SOURCE MATERIAL Start Marker

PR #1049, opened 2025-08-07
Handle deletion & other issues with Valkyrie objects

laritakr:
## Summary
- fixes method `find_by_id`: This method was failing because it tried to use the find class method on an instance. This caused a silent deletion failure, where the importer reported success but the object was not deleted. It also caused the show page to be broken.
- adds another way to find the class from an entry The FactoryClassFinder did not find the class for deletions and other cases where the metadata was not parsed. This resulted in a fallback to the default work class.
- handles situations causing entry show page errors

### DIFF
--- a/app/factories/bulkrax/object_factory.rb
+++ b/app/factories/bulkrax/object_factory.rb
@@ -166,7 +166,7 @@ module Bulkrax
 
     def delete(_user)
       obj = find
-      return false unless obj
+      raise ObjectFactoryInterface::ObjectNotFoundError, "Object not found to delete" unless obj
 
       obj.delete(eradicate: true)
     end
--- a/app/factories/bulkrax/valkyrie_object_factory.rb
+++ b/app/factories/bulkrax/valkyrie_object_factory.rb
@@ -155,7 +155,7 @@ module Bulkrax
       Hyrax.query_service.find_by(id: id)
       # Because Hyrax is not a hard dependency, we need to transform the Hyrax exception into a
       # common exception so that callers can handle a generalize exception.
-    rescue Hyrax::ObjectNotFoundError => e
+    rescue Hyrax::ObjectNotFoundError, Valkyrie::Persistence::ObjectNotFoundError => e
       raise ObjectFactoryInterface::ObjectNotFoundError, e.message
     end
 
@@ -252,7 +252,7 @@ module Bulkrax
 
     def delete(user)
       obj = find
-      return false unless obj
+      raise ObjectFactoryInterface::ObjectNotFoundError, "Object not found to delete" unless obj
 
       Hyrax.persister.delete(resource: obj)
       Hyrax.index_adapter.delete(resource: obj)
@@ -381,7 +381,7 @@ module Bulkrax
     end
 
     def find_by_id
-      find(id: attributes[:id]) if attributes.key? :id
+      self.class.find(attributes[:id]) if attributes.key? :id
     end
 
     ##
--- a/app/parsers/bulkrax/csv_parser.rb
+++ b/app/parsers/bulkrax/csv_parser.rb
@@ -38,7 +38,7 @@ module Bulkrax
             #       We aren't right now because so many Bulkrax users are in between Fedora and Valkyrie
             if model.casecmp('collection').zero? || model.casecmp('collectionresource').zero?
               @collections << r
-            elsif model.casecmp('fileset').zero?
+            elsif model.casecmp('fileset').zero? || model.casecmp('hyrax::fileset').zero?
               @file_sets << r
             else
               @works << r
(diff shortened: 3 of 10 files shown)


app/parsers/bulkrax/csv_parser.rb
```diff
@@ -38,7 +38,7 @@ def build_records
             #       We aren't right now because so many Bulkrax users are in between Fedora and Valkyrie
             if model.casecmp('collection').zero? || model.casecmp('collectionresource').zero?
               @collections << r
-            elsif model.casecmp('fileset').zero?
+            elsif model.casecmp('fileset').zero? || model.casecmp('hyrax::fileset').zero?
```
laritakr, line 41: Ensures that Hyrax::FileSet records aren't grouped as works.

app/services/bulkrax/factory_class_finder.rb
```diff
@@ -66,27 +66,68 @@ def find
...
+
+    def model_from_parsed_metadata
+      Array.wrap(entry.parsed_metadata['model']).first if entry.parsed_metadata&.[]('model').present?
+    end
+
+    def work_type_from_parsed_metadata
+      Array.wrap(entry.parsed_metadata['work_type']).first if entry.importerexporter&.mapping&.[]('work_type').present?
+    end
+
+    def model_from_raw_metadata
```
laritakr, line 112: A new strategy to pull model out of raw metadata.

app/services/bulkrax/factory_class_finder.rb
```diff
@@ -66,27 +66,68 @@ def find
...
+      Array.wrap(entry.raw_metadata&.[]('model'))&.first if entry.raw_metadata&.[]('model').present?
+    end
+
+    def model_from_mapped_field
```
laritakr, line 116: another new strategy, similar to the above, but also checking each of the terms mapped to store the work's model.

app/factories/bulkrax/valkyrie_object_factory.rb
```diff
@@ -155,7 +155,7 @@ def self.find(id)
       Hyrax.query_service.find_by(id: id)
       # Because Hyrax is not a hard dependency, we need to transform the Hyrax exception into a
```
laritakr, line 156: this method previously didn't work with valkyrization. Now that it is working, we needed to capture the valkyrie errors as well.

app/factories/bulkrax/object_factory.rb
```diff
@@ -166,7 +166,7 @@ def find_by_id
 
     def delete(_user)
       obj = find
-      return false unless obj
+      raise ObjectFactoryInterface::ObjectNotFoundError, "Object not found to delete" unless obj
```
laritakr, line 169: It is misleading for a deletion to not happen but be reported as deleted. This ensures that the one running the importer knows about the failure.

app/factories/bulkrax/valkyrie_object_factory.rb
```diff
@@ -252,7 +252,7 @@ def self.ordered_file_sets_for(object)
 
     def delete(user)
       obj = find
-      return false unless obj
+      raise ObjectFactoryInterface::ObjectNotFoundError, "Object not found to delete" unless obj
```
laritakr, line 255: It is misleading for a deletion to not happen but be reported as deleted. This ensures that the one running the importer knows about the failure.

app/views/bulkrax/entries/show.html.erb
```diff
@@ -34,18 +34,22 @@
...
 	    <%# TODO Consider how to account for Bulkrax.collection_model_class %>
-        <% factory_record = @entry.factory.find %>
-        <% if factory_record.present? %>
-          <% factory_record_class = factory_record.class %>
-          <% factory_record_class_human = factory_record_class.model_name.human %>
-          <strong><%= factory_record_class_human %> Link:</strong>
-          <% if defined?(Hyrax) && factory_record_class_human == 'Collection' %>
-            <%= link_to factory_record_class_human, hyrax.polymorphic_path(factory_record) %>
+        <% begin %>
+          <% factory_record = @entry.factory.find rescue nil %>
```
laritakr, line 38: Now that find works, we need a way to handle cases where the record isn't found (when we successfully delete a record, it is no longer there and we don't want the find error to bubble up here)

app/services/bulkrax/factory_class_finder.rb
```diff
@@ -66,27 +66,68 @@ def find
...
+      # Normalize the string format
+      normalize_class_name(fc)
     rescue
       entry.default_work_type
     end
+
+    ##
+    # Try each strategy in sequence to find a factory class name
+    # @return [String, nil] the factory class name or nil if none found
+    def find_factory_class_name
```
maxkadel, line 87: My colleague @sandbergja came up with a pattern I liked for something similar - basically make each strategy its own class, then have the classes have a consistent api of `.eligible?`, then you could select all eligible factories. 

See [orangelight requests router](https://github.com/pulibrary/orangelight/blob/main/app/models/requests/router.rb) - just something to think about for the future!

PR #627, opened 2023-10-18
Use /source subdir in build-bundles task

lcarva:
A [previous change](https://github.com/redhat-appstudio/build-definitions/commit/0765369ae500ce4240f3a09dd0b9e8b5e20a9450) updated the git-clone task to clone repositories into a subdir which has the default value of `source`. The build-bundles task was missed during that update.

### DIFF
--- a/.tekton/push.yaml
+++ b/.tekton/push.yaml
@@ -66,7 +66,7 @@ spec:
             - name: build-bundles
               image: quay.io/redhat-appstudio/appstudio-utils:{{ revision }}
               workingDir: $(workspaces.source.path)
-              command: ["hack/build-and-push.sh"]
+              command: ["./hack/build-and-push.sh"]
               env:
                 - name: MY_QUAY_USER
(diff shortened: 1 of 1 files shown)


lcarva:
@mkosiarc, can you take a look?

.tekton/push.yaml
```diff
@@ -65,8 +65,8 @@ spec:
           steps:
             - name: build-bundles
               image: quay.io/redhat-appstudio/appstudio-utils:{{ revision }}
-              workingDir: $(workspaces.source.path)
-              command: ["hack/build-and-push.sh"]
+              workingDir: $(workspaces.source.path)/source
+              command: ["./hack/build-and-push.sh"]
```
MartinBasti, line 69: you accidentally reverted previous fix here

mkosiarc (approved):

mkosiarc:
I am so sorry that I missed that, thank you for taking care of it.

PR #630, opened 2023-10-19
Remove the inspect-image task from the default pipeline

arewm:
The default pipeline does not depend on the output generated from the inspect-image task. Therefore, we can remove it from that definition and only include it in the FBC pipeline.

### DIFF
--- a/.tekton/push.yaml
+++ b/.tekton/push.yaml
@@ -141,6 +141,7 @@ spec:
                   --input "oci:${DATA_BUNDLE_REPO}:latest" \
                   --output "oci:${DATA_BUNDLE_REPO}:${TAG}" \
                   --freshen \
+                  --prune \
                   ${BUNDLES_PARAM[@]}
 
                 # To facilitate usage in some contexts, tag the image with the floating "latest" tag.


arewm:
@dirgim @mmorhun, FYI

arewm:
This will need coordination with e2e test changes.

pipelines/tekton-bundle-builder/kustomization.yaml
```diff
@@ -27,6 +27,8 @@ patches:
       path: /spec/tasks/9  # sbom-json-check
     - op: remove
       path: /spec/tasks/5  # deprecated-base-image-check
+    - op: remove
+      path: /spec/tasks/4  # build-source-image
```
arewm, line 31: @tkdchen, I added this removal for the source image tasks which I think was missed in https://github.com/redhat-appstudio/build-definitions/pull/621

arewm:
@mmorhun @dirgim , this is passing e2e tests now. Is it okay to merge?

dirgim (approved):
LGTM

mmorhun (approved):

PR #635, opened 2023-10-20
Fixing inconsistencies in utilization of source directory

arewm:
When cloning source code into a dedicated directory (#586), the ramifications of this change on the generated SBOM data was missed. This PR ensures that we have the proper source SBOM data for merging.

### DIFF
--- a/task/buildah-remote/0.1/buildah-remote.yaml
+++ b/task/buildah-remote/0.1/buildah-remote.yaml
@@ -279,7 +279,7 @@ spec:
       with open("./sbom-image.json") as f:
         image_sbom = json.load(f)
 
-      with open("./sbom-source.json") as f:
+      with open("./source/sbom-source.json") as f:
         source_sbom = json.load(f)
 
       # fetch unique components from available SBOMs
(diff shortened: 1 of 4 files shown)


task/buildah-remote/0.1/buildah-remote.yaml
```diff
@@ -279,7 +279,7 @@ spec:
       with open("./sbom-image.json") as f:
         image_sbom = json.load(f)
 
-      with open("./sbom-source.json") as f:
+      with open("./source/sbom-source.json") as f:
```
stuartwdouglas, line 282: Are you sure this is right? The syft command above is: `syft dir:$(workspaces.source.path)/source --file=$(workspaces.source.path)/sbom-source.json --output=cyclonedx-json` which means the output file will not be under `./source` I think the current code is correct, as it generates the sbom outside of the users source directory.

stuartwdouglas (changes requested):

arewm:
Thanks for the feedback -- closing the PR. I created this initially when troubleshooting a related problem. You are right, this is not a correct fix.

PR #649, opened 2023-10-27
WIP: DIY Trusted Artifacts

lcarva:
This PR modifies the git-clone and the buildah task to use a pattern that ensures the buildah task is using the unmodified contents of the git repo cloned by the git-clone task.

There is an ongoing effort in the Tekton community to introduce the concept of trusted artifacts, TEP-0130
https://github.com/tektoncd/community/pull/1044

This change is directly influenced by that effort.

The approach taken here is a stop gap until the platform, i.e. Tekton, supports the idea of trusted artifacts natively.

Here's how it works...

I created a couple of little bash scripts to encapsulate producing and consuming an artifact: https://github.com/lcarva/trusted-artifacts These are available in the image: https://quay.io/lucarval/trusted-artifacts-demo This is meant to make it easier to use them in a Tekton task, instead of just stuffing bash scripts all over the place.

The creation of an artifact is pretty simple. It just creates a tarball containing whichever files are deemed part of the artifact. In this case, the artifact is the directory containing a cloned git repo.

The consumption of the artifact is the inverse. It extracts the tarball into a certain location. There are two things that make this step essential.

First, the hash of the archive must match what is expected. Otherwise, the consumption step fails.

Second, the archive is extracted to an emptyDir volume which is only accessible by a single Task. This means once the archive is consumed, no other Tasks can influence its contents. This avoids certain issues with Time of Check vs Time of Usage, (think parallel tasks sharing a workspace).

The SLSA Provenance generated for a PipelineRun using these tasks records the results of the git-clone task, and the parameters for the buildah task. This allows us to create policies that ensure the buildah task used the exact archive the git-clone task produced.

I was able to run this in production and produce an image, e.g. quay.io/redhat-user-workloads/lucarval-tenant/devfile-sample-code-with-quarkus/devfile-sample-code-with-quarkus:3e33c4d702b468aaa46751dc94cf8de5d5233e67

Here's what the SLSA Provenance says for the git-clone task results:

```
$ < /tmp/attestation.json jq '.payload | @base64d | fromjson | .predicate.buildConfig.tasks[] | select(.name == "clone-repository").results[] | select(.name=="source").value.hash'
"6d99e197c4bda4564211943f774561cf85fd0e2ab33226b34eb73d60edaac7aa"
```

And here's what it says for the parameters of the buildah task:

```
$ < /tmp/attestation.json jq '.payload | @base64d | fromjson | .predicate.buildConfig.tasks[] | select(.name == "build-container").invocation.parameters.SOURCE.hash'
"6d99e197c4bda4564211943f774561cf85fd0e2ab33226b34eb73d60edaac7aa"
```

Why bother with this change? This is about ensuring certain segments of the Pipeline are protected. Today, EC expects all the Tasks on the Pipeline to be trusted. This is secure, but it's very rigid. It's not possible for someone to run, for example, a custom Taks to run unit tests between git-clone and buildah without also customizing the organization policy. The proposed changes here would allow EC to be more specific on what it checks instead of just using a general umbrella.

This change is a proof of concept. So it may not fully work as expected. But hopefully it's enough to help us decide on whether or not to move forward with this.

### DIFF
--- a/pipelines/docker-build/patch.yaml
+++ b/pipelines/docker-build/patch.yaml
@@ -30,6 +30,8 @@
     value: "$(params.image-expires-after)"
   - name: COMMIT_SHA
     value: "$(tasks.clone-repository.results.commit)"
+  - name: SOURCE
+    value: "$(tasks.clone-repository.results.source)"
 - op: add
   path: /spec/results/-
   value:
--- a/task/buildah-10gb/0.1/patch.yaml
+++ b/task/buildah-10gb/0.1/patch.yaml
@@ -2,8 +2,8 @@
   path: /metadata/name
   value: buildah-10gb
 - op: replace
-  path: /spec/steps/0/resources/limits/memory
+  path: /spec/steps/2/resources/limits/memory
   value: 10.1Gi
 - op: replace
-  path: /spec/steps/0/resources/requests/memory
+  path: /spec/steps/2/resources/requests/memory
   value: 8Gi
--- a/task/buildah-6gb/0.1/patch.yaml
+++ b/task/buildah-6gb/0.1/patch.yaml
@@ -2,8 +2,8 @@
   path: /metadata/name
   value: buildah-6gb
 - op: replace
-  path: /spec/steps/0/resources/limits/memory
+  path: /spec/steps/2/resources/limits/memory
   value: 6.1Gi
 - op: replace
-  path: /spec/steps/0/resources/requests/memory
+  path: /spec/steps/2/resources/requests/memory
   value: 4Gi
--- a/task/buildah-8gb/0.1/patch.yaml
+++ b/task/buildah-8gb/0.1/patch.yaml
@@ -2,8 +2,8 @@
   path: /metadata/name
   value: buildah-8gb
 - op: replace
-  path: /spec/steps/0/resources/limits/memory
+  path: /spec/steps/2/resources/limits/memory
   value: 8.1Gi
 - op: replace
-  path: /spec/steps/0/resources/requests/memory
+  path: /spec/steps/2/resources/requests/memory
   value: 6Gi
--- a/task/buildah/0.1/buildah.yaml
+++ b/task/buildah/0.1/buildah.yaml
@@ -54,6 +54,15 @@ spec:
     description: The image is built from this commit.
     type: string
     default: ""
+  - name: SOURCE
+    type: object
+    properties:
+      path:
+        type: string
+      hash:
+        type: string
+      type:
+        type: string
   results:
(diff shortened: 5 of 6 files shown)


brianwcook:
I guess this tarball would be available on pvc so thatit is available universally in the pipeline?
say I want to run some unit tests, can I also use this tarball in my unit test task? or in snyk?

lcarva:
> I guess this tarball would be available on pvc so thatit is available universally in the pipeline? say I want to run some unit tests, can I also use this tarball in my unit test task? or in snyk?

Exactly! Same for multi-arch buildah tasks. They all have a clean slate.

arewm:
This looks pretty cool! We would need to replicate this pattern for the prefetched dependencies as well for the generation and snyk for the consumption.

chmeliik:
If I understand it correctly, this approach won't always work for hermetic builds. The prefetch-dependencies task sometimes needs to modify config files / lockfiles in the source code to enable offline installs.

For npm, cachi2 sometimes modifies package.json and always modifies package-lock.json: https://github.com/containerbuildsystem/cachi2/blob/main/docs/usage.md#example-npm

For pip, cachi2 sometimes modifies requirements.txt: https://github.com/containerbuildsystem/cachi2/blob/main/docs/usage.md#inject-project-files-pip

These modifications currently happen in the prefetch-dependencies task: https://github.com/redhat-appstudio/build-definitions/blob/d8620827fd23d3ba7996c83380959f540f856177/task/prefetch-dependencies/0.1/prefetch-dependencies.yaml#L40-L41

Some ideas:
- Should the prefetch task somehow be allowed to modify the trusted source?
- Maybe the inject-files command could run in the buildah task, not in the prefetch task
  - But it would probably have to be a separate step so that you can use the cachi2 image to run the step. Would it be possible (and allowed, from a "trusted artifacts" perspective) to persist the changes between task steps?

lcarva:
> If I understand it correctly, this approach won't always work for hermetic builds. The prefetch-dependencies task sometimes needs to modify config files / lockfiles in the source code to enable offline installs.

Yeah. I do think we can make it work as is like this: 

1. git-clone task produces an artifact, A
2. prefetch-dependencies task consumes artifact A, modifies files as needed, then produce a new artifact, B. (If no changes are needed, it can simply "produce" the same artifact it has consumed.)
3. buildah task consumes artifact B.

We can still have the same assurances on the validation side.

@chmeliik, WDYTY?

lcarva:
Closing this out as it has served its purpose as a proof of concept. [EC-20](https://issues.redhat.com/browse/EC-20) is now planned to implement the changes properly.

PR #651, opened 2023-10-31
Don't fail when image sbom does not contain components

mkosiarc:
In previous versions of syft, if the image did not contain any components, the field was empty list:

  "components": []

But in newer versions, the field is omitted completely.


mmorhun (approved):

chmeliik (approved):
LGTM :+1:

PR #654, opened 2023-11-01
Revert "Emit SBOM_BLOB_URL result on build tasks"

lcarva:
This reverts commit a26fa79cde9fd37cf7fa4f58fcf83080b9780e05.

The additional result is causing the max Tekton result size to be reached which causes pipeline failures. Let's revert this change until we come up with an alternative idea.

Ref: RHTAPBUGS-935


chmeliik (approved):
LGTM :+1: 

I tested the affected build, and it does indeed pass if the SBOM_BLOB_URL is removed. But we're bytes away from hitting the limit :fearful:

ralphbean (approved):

SOURCE MATERIAL End Marker

◆ **AIM OF THE EXERCISE**
Among the lines of the data, which ones contain the word "concept"? Show them.

◆ **EXERCISE SOLUTION**
There is an ongoing effort in the Tekton community to introduce the concept of trusted artifacts, TEP-0130
This change is a proof of concept. So it may not fully work as expected. But hopefully it's enough to help us decide on whether or not to move forward with this.
Closing this out as it has served its purpose as a proof of concept. [EC-20](https://issues.redhat.com/browse/EC-20) is now planned to implement the changes properly.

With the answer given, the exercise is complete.